Alterations
Bought my first bespoke a couple of years ago and have been delighted by it. Over the last year I have lost some weight and it doesn't fit as perfectly as it did. Can anyone advise me whether it is a good idea to have it altered, or will this spoil the original cut?
I would say that, on the contrary, rtw suits can be altered the same way bespoke suits are!
If you lost weight, it certainly won't be a problem. If you gained weight, the suit can be altered if sufficient allowance was left at the seams (bespoke tailors usually leave enough). The changes should not affect the overall aspect of the suit, but they do need to be performed by a good tailor.
Surprisingly, a couple of jackets I have had altered actually look better than at the time they were made.
Costi
If you lost weight, it certainly won't be a problem. If you gained weight, the suit can be altered if sufficient allowance was left at the seams (bespoke tailors usually leave enough). The changes should not affect the overall aspect of the suit, but they do need to be performed by a good tailor.

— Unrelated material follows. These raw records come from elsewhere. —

PR #6, opened 2022-11-24
Alb002 alignment layout

Ghesselink:
First attempt for sandbox


aothms:
Sandbox ok 131f20951291e4aa5da7d8c30bad6e01a2ef7bc7

features/ALB002_Alignment-layout.feature
```diff
@@ -0,0 +1,35 @@
...
+      Then Each IfcAlignmentHorizontal must be nested only by 1 IfcAlignment
+       And  Each IfcAlignmentVertical must be nested only by 1 IfcAlignment
+       And  Each IfcAlignmentCant must be nested only by 1 IfcAlignment
+    
+  Scenario: Agreement on constraints of allowed attributes nesting nested attributes of IfcAlignment
+    # @note can probably be formulated better
+
+      Given a file with Schema Identifier "IFC4x3"
+
+      Then Each IfcAlignment must nest only the following entities: IfcAlignmentHorizontal, IfcAlignmentVertical, IfcAlignmentCant, IfcReferent, IfcAlignments
```
pjanck, line 27:
```suggestion
      Then Each IfcAlignment may nest only the following entities: IfcAlignmentHorizontal, IfcAlignmentVertical, IfcAlignmentCant, IfcReferent, IfcAlignment
```

- I think the meaning of `must` is too enforcing, i.e. that the entities listed `must` also be present. 
- Typo at the end, there is no `IfcAlignments` in the schema.

pjanck (changes requested):
I'm still trying to wrap my head around the whole architecture, therefore, first a small suggestion. I still need to go through the code and understand it.

features/ALB002_Alignment-layout.feature
aothms: I agree, this appears implemented as the entities types in the model should be a subset of the entities listed here https://github.com/buildingSMART/ifc-gherkin-rules/pull/6/files#diff-cf027576a6812e3403bd3d9579d83abfaa74a41607a4f3c986398ef8492a5d3dR248 In that case I find `may` also more suitable.

Ghesselink: Yes, the term 'only' seems the to be the most important/restrictive factor in this rule scenario; if this term was instead 'all', the implementation would be completely different (but changing the term 'must' to 'may' or 'should' does not change the implementation). Indeed, there should be only elements in that subset (in this case IfcAlignmentHorizontal .. AfcAlignment') in the nesting entity types (of IfcAlignment).

I've changed it to 'may' in the feature file, and thank you for noting the typo.
 I'm currently testing the scenarios with some new test files (this pull request was also partly to see the sandbox url functionality) and adding some changes. I'll also comment here when that's finished (and commit/pull request those changes)

features/steps/steps.py
```diff
@@ -200,6 +209,61 @@ def step_impl(context, constraint, num, entity):
...
+
+@then('Each {entity} must nest only the following entities: {other_entities}')
+def step_impl(context, entity, other_entities):
+
+    errors = []
+
+    if getattr(context, 'applicable', True):
+        for inst in context.model.by_type(entity):
+            nested_entities = [i for rel in inst.IsNestedBy for i in rel.RelatedObjects]
+            if not set([i.is_a() for i in nested_entities]).issubset(other_entities.split(',')):
```
aothms, line 248: As a team we need to decide on using

- `instance.is_a(str)`, or
- `instance.is_a() == str`, or
- `instance.is_a().lower() == str.lower()`

The first takes into account (a) inheritance and (b) difference in case and (c) will throw an error when `str` is not a valid entity name given the file schema of `instance`. The second takes into account nothing. The third takes into account differences in case.

aothms: A comment on `issubset()` (that I had to look up) it actually also returns true when the sets are equal. For that reason I prefer writing `<=` (subset or equal) because it's a better differentiated from `<` (strict subset).

features/steps/steps.py
```diff
@@ -200,6 +209,61 @@ def step_impl(context, constraint, num, entity):
...
+
+@then('Each {entity} nests a list of {segment_annotation}, each of which has DesignParameters typed as {parameter_annotation}')
+def step_impl(context, entity, segment_annotation, parameter_annotation):
+
+    errors = []
+    
+    if getattr(context, 'applicable', True):
+        for inst in context.model.by_type(entity):
+            segments = [inst for rel in inst.IsNestedBy for inst in rel.RelatedObjects]
+            if not all(operator.eq(segment.is_a(),segment_annotation) for segment in segments):
```
aothms, line 260: Let's await the discussion on the gherkin part of this. But `operator.eq(segment.is_a(),segment_annotation)` is a bit very lisp-like. `segment.is_a() == segment_annotation` or `segment.is_a(segment_annotation)` (see other discussion).

features/steps/steps.py
```diff
@@ -200,6 +209,61 @@ def step_impl(context, constraint, num, entity):
...
+                errors.append(instance_nesting_error(inst, segments))
+            parameters = [segment.DesignParameters for segment in segments]
+            if not all(operator.eq(parameters.is_a(),parameter_annotation) for parameters in parameters):
+                errors.append(instance_nesting_error(inst, parameters))
+            #@todo perhaps a different data class with more precise information, how many? which other attributes were found?
```
aothms, line 265: Indeed, that's exactly the reason why I find my approach to the gherkin clearer. The error category would be much more natural.

aothms (changes requested):

aothms:
Awesome work. It's a long list of comments, but as @evandroAlfieri mentioned that's simply just because we're at the start of all of this and as a team we have to set a consistent approach.

features/steps/steps.py
```diff
@@ -200,6 +209,61 @@ def step_impl(context, constraint, num, entity):
...
+
+@then('Each {entity} must be nested only by {other_entity}')
+def step_impl(context, entity, other_entity):
+    
+    errors = []
+
+    if getattr(context, 'applicable', True):
+        for inst in context.model.by_type(entity):
+            relating_objects_lst = [i.RelatingObject.is_a() for i in inst.Nests]
+            relating_object = relating_objects_lst[0]
```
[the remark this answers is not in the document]
Ghesselink: True, when I wrote it (before the meeting on Friday) I did not took this into consideration

features/ALB002_Alignment-layout.feature
```diff
@@ -0,0 +1,35 @@
...
+
+  Scenario: Agreement on structure of alignment segments
+
+      Given a file with Schema Identifier "IFC4x3"
+
+       Then Each IfcAlignmentHorizontal nests a list of IfcAlignmentSegment, each of which has DesignParameters typed as IfcAlignmentHorizontalSegment
```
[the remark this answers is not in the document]
Ghesselink: I was working on some 'fail files' and also encountered this. For now I just created a file when the nesting list contains a complete different element. 

There's also a possibility (I think) to pass more identifiers, as briefly discussed last Friday. For example: Given a file with (one of the) Schema Identifier (s) "IFC4X3", "IFC4x3_ADD1". Then you can be very precise and add versions later. I'm still trying to work out how this works exactly (An alternative is Jakub's solution, but both solutions give errors at the moment for me; https://github.com/buildingSMART/ifc-gherkin-rules/commit/45bcfa051139339d1d6fb315526d90ee591f57d0). 
A downside I can think of is that you'll have to manually add each new schema to every scenario (and possibly in every feature files). That will create lot of opportunities for typo's and missed scenario/feature files .. Maybe there is a possibility of creating a list with an overview of schema-rule relationships?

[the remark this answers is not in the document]
Ghesselink: A last comment (but maybe mostly to myself, hehe): we'll have to be very precise with comma's and whitespaces as well when we give multiple elements in a single statement. I've tried to split 'Then Each IfcAlignment may nest only the following entities: IfcAlignmentHorizontal, IfcAlignmentVertical (etc..)' and kept running into errors. Turned out, after a minor headache, I forgot the whitespace after the comma of each element and was splitting as str.split(',') instead of str.split(', ').  Can you maybe add this to your 'styling document' @Evandro ?

features/steps/steps.py
```diff
@@ -78,6 +78,16 @@ class instance_structure_error:
     def __str__(self):
         return f"The instance {fmt(self.related)} is assigned to {fmt(self.relating)}"
 
+@dataclass
+class instance_nesting_error:
```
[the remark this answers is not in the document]
Ghesselink: Thanks, I already found myself returning to the data classes that you wrote but was not sure how to structure them precisely/move data over. These comments help.

features/steps/steps.py
Ghesselink: You're right, it should return True if the two sets are equal. A better name (logically) would then be .isorequaltosubset but I can see why they did not pick such a name and went for .is instead .. <= is short and clear

instance.is_a(str) seems to be the most comprehensive you how describe it. Maybe I am understanding it wrong, but in case of (c) it just returns False (e.g.  ifc_file.by_type("IfcAlignment")[0].is_a('IfcNotExistingBlob') returns False) but not an error?

features/ALB002_Alignment-layout.feature
Ghesselink: The changes are added in https://github.com/buildingSMART/ifc-gherkin-rules/commit/a33767f28032eb37600de5d4d0bb6834773bd60e

aothms:
Sandbox ok a33767f28032eb37600de5d4d0bb6834773bd60e

aothms:
Sandbox ok e31cf2000e3b4f1fed553d4728b9217b142c6b7a

pjanck (changes requested):
Staying within the Gherkin feature review, I wonder if this is really the correct place?

features/ALB002_Alignment-layout.feature
```diff
@@ -0,0 +1,37 @@
...
+       And  Each IfcAlignmentVertical must be nested only by 1 IfcAlignment
+       And  Each IfcAlignmentCant must be nested only by 1 IfcAlignment
+  
+    
+  Scenario: Agreement on constraints of allowed attributes nesting nested attributes of IfcAlignment
+    # @note can probably be formulated better
+
+      Given a file with Schema Identifier "IFC4X3"
+
+      Then Each IfcAlignment may nest only the following entities: IfcAlignmentHorizontal, IfcAlignmentVertical, IfcAlignmentCant, IfcReferent, IfcAlignment
```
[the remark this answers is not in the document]
evandroAlfieri: Why not? If the grammar is successfully implemented, we could move this sentence in a dedicated rule (.feature file), with an explicit name (e.g., ALB003_Allowed entities nested in Alignment)

features/steps/steps.py
```diff
@@ -200,6 +234,65 @@ def step_impl(context, constraint, num, entity):
 
     handle_errors(context, errors)
 
+@then('Each {entity} must nest {constraint} {num:d} instance(s) of {other_entity}')
```
aothms, line 237: I know this is confusing and I also don't necessarily agree on the wording, but at the moment, we have the terminology in gherkin and IFC reversed.

Gherkin|IFC
---|---
Each {entity} must nest|inst.IsNestedBy 
Each {entity} must be nested only by |inst.Nests

features/steps/steps.py
```diff
@@ -200,6 +234,65 @@ def step_impl(context, constraint, num, entity):
...
+    handle_errors(context, errors)
+
+@then('Each {entity} must be nested only by {num:d} {other_entity}')
+def step_impl(context, entity, other_entity, num):
+    errors = []
+
+    if getattr(context, 'applicable', True):
+        for inst in context.model.by_type(entity):
+            relating = [i.RelatingObject for i in inst.Nests]
+            if not all([len(relating) <= num, other_entity == relating[0].is_a()]):
```
aothms, line 262: This is a bit peculiar.

`inst.Nests` is length 0 or 1 in the schema already. So I would propose:

- the Gherkin rule should be rewritten without the `num:d` (it becomes a duplicate then of `.. nests a list of only ..`?
- if we have a list of length 0..1 I'd wouldn't use the `all()` predicate, especially since you already only do `relating[0]`.

features/steps/steps.py
```diff
@@ -217,6 +310,17 @@ def step_impl(context, related, relating, other_entity, condition):
...
 
     handle_errors(context, errors)
+
+@then ('The value of attribute {attribute} should be of type {expected_entity_type}')
+def stemp_impl(context, attribute, expected_entity_type):
+
+    def _():
+        for inst in context.instances:
+            related_entity = getattr(inst, attribute, [])
+            if not related_entity.is_a(expected_entity_type):
```
aothms, line 323: As mentioned earlier, we need to get `is_a(s)` and `is_a() == s` consistent,

aothms (changes requested):

features/steps/steps.py
Ghesselink: It's changed in https://github.com/buildingSMART/ifc-gherkin-rules/commit/df79f1f62d7459a92e7a59cbaa0ab27eb89a5508
The wording is perhaps a bit confusing now, but Gherkin and IFC are consistent in this commit.

features/steps/steps.py
Ghesselink: Implemented in https://github.com/buildingSMART/ifc-gherkin-rules/commit/0c8fdcad7ba2cb8627485193daa2643b93e770a3
The rule is rewritten without the num:d and is indeed a duplicate. The implementation is also more general, so it will check for both more than one relationship as well as more relating objects within a relationship. If the gherkin sentence is specific however, as 'nests a list ..', the code will check for just a list.

features/steps/steps.py
Ghesselink: All set to is_a(s) in https://github.com/buildingSMART/ifc-gherkin-rules/commit/0c8fdcad7ba2cb8627485193daa2643b93e770a3

features/steps/steps.py
Ghesselink: In https://github.com/buildingSMART/ifc-gherkin-rules/commit/0c8fdcad7ba2cb8627485193daa2643b93e770a3

test/files/alb002/README.md
```diff
@@ -0,0 +1,4 @@
+| File name     | Expected result | Error log / further info                                   |
+|---------------|-----------------|------------------------------------------------------------|
+| Pass-Alb002   | success         | n.a.                                                       |
```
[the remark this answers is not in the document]
Ghesselink: In https://github.com/buildingSMART/ifc-gherkin-rules/commit/0c8fdcad7ba2cb8627485193daa2643b93e770a3

features/steps/steps.py
```diff
@@ -200,6 +209,61 @@ def step_impl(context, constraint, num, entity):
...
+    stmt_to_op = {'exactly': operator.eq, "at most": operator.le}
+    assert constraint in stmt_to_op
+    op = stmt_to_op[constraint]
+
+    errors = []
+
+    if getattr(context, 'applicable', True):
+        for inst in context.model.by_type(entity):
+            nested_entities = [entity for rel in inst.IsNestedBy for entity in rel.RelatedObjects]
+            if not op(sum(1 for i in nested_entities if i.is_a() == other_entity), num):
```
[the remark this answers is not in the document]
Ghesselink: In https://github.com/buildingSMART/ifc-gherkin-rules/commit/0c8fdcad7ba2cb8627485193daa2643b93e770a3

features/steps/steps.py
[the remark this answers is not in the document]
Ghesselink: Dataclasses are merged in https://github.com/buildingSMART/ifc-gherkin-rules/commit/0c8fdcad7ba2cb8627485193daa2643b93e770a3

features/ALB002_Alignment-layout.feature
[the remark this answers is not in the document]
Ghesselink: Discussion moved to https://github.com/buildingSMART/ifc-gherkin-rules/issues/18

features/ALB002_Alignment-layout.feature
```diff
@@ -0,0 +1,50 @@
...
+       And Each IfcAlignmentVertical must nest: only 1 instance(s) of IfcAlignment
+       And Each IfcAlignmentCant must nest: only 1 instance(s) of IfcAlignment
+  
+  Scenario: Agreement of structure of alignments segments
+
+      Given a file with Schema Identifier "IFC4X3"
+
+      Then Each IfcAlignmentHorizontal is nested by: a list of only instance(s) of IfcAlignmentSegment
+      Then Each IfcAlignmentVertical is nested by: a list of only instance(s) of IfcAlignmentSegment
+      Then Each IfcAlignmentCant is nested by: a list of only instance(s) of IfcAlignmentSegment
```
pjanck, line 28: Syntax question: when to use `:` in sentences, when not to?

features/ALB002_Alignment-layout.feature
```diff
@@ -0,0 +1,50 @@
...
+
+
+  Scenario: Agreement of the segments of the horizontal alignment
+      
+      Given an IfcAlignmentSegment
+        And The element nests an IfcAlignmentHorizontal
+      
+       Then The value of attribute DesignParameters should be of type IfcAlignmentHorizontalSegment
```
pjanck, line 36: I find the syntax confusing:

> The _value_ of attribute ... should be of _type_ ...

This is mixing two concepts `value` and `type` within the same sentence.

Proposal:

> The _type_ of attribute ... should be ...

pjanck (changes requested):
Remaining within Gherkin still ...

features/ALB002_Alignment-layout.feature
Ghesselink: Ideally never, it is a temporary solution for a problem regarding placeholders in python. For example, the implementation for 'must nest only 1 instance' might in the future be re-used by 'must not be nested by at most 2', so {must: must not}, {nest: nested by}, {only: by only}.

Ghesselink: Ideally never, it is a temporary solution for a problem regarding placeholders for strings in python. There are a couple of solutions, but we still need to discuss a couple of theoretical issues regarding alignment before putting a lot of effort into this.

features/ALB002_Alignment-layout.feature
Ghesselink: That is simple, makes a lot of sense, and is more suitable for reuse as well. I'll implement it, thanks.

features/ALB002_Alignment-layout.feature
Ghesselink: Late reply, I solved it but the checks did not pass. That turned out to be due to an error with imports in the github environment.
The code now uses custom parsing of the gherkin sentence https://github.com/buildingSMART/ifc-gherkin-rules/pull/6/commits/4baf964890d619e7aaa8dcee74394152d1d7ac0c . That way, it works. 

The problem was in the sentence:
`Each Alignment is {relationship_type} {condition} of AlignmentVertical`
if you type 
`Each IfcAlignment is nested by a list of only instance(s) of IfcAlignmentVertical`
the behave module by default does not know we are searching for **'is nested by'** and **'a list of only'** and will return **'is**' and **'nested by a list of only',** which is not very helpful. 

With custom parsing (more precisely, with the pyparsing module) we can be very precise which terms to look for, which is good I think.

aothms (approved):

aothms:
It was discussed that in the future we might revisit this when we wrap parameters in brackets so that a dedicated grammar in this case might be eliminated (but remains useful in the future).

Surprisingly, a couple of jackets I have had altered actually look better than at the time they were made.
Costi
From my own experience, I don't think that bespoke tailors leave enough leaway for substantial expansion. but, when they do (and they might) there is no reason to suppose that it shouldn't be possible.
NJS
NJS
i have seen enough asian m2m garments. a very high percent of them have been cut with seam allowances skimped down to the bone.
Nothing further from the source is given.